* Problem to solve *
Among the entries that follow, the required portion opens with the line containing "Check DB availability" and closes with the line containing "Line 34: $migration->migrateToCI4();". Give that portion again exactly, and nothing else.

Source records
Issue #4603, opened 2026-07-25
[Bug]: DB Migration Not Working On New Install (Unauthorized)


e-kahiro:
### 🐛 Bug Description

Initial DB migration no longer works on new install. The error message says "invalid username/password" but there's no username/password form shown, only a green button that says "Initialize". Upon checking the network tab of developer's function, I see 401 unauthorized in the response header.

### 📋 Steps to Reproduce

1. Clone the repo
2. Cd into repo
3. Docker compose up
4. Access the console
5. Initialize

### ✅ Expected Behavior

DB is initialize and user is able to log in.

### 📦 OpenSourcePOS Version

OpenSourcePOS 3.4.2

### 🔧 PHP Version

PHP 8.4

### 🌐 Browser(s)

Firefox

### 🖥️ Server Operating System

Ubuntu 26.04

### 🗄️ Database

MariaDB 10.5

### 🌍 Web Server

Apache 2.4.68

### 📊 System Information Report

```text
I'm not able to access the system info due to not being able to pass the login initialization screen.
```

### 📜 Relevant Log Output

```shell

```

### 📸 Screenshots

<img width="1042" height="610" alt="Image" src="https://github.com/user-attachments/assets/8310078c-e8a2-426d-a224-a59e76d29797" />

### ✓ Confirmation

- [x] I certify that this is an unmodified copy of OpenSourcePOS
- [x] I have searched existing issues to ensure this bug has not already been reported
- [x] I have provided all the information requested above

FroOkk:
I can confirm the same issue on a new Docker install. Clearing MySQL and OSPOS containers does not help. MySQL never emits any new logs when a migration is attempted. But OSPOS emits a 401 error in the logs.

jekkos:
Thanks for the bug report. I will look into this and make login form visible at all times.

jekkos:
@objecttothis for 3.4.2 I would like to close any remaining open blockers/ bugs. Let's wait with merging new features until these are sorted. This is certainly a blocker, maybe I can find some time this week to look into it.

Also #4556 should be validated
And then I need to check what security issues are still open and do the required housekeeping on those

objecttothis:
I'm confused about this issue. 3.4.2 hasn't been released yet, has it? I believe I fixed this issue and it was merged into the master. Is he using 3.4.1 maybe or did he download the master and build it?

[...]

PR #4609, opened 2026-07-30
fix(login): skip auth validation on new install to allow migration

objecttothis:
On fresh installs with no DB version, login validation would fail before migrations could run. Check MY_Migration::getCurrentVersion() and bypass credential check when no version exists.

closing #4603 4603

## Summary by CodeRabbit

* **Bug Fixes**
  * Updated the installation/migration flow to more reliably detect new installs versus existing ones, ensuring username validation runs only when appropriate.
  * Improved behavior when the current migration version can’t be determined, returning a clear error response instead of continuing with an incorrect assumption.
  * Refined version detection to properly distinguish an “unknown/unavailable” state from an “empty” database state.

### DIFF
--- a/app/Controllers/Login.php
+++ b/app/Controllers/Login.php
@@ -18,9 +18,9 @@ class Login extends BaseController
     public Model $employee;
 
     /**
-     * @return RedirectResponse|string
+     * @return RedirectResponse|ResponseInterface|string
      */
-    public function index(): string|RedirectResponse
+    public function index(): string|RedirectResponse|ResponseInterface
     {
         $this->employee = model(Employee::class);
         if (!$this->employee->is_logged_in()) {
@@ -33,13 +33,24 @@ class Login extends BaseController
 
             $migration->migrateToCI4();
 
+            $currentVersion = MY_Migration::getCurrentVersion();
+
+            if ($currentVersion === null) {
+                return $this->response->setJSON([
+                    'success' => false,
+                    'message' => lang('Login.migration_error_connection')
+                ])->setStatusCode(503);
+            }
+
+            $latestVersion = $migration->getLatestMigration();
+
             $validation = Services::validation();
 
             $data = [
                 'hasErrors'       => false,
-                'isNewInstall'   => MY_Migration::getCurrentVersion() === 0,
-                'isLatest'        => $migration->isLatest(),
-                'latestVersion'   => $migration->getLatestMigration(),
+                'isNewInstall'   => $currentVersion === 0,
+                'isLatest'        => $latestVersion === $currentVersion,
+                'latestVersion'   => $latestVersion,
                 'gcaptchaEnabled' => $gcaptchaEnabled,
                 'config'           => $config,
                 'validation'       => $validation
--- a/app/Controllers/Login.php
+++ b/app/Controllers/Login.php
@@ -37,7 +37,7 @@ class Login extends BaseController
 
             $data = [
                 'hasErrors'       => false,
-                'isNewInstall'   => !(MY_Migration::getCurrentVersion()),
+                'isNewInstall'   => MY_Migration::getCurrentVersion() === 0,
                 'isLatest'        => $migration->isLatest(),
                 'latestVersion'   => $migration->getLatestMigration(),
                 'gcaptchaEnabled' => $gcaptchaEnabled,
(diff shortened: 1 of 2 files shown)


app/Controllers/Login.php
```diff
@@ -76,19 +76,23 @@ public function index(): string|RedirectResponse
...
-        ];
-
-        if (!$this->validate($rules, $messages)) {
-            return $this->response->setJSON([
-                'success' => false,
-                'message' => lang('Login.invalid_username_and_password')
-            ])->setStatusCode(401);
+        $isNewInstall = !MY_Migration::getCurrentVersion();
+
+        if (!$isNewInstall) {
```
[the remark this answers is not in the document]
objecttothis: Fixed. Re-review please.

app/Controllers/Login.php
```diff
@@ -33,13 +33,24 @@ public function index(): string|RedirectResponse
 
             $migration->migrateToCI4();
 
+            $currentVersion = MY_Migration::getCurrentVersion();
+
+            if ($currentVersion === null) {
```
jekkos, line 38: A new install can also end up in this path when the table does not exist yet. In that case a Mysql exception will be thrown .

jekkos: So I would like to check if this then actually fixes the issue. Fresh installs need to start from no tables at all

jekkos: Just thought that if having to enter login and pwd at all times simplifies the logic then I would prefer to go with that..but lets see

app/Controllers/Login.php
```diff
@@ -33,13 +33,24 @@ public function index(): string|RedirectResponse
...
+                return $this->response->setJSON([
+                    'success' => false,
+                    'message' => lang('Login.migration_error_connection')
+                ])->setStatusCode(503);
+            }
```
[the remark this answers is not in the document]
objecttothis: Verify review finding: Login::index() DB check ordering
Context
Review finding claims Login::index() (app/Controllers/Login.php:36-43) should:

Check DB availability before calling migrateToCI4(), returning the 503 migration_error_connection response when unavailable.
Re-read the version via MY_Migration::getCurrentVersion() after migrateToCI4() before the null check, since conversion can change it.
Verification against current code
Part 2 — already satisfied. Current code order in index():

Line 34: $migration->migrateToCI4();
Line 36: $currentVersion = MY_Migration::getCurrentVersion();
Lines 38-43: null check → 503.
The version IS read after conversion, then null-checked. Exactly what the finding asks for.

Part 1 — behaviorally redundant. When the DB is unavailable:

migrateToCI4() (app/Libraries/MY_Migration.php:60-66) calls ci3MigrationsExists(), which wraps its DB access in try/catch (lines 75-85) and returns false on any Exception (including mysqli_sql_exception). So migrateToCI4() is a safe no-op with the DB down — no throw, no side effects.
The MY_Migration constructor (MigrationRunner::__construct, vendor line 156) uses db_connect(), which is lazy — no connection attempt until first query, so no throw before the 503 path either.
Control then reaches line 36, getCurrentVersion() returns null, and the existing 503 is returned.
Adding a pre-check before migrateToCI4() would only guard a call that is already exception-safe and side-effect-free when the DB is down, and would add a redundant second getCurrentVersion() call in the normal path. The current order (convert → read version → null-check) is also the correct order, since reading before conversion could report a version the conversion is about to rewrite.

Decision
Skip — no code change. Finding is stale/invalid against current code:

The "re-read after conversion" behavior it requests already exists (Login.php:34-43).
The "check availability first" reorder changes no observable behavior; DB-unavailable already yields the 503 via the post-conversion null check.
Validation
None needed (no change). Existing behavior confirmed by code inspection of Login.php, MY_Migration.php, and vendor MigrationRunner constructor.

app/Controllers/Login.php
objecttothis: > A new install can also end up in this path when the table does not exist yet. In that case a Mysql exception will be thrown .

I tested this by creating an empty database (no tables).  That yields:
image

Clicking Initialize yields
image

Is there a scenario I'm missing?

objecttothis: > Just thought that if having to enter login and pwd at all times simplifies the logic then I would prefer to go with that..but lets see

I don't think it would all that much.  When the app_config table doesn't exist, the username/password is irrelevant, which means you still have the logic of checking to see if the table exists regardless of whether you get a username and password from the user or not.  The only logic you save is the logic for whether to prompt the user for the username and password.

objecttothis: > So I would like to check if this then actually fixes the issue. Fresh installs need to start from no tables at all

Correct.  Fresh installs have no tables, but the database must exist.

jekkos: Looks great

jekkos (approved):

jekkos:
Works  now on dev, thanks a lot @objecttothis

* Solution to this task *
Check DB availability before calling migrateToCI4(), returning the 503 migration_error_connection response when unavailable.
Re-read the version via MY_Migration::getCurrentVersion() after migrateToCI4() before the null check, since conversion can change it.
Verification against current code
Part 2 — already satisfied. Current code order in index():

Line 34: $migration->migrateToCI4();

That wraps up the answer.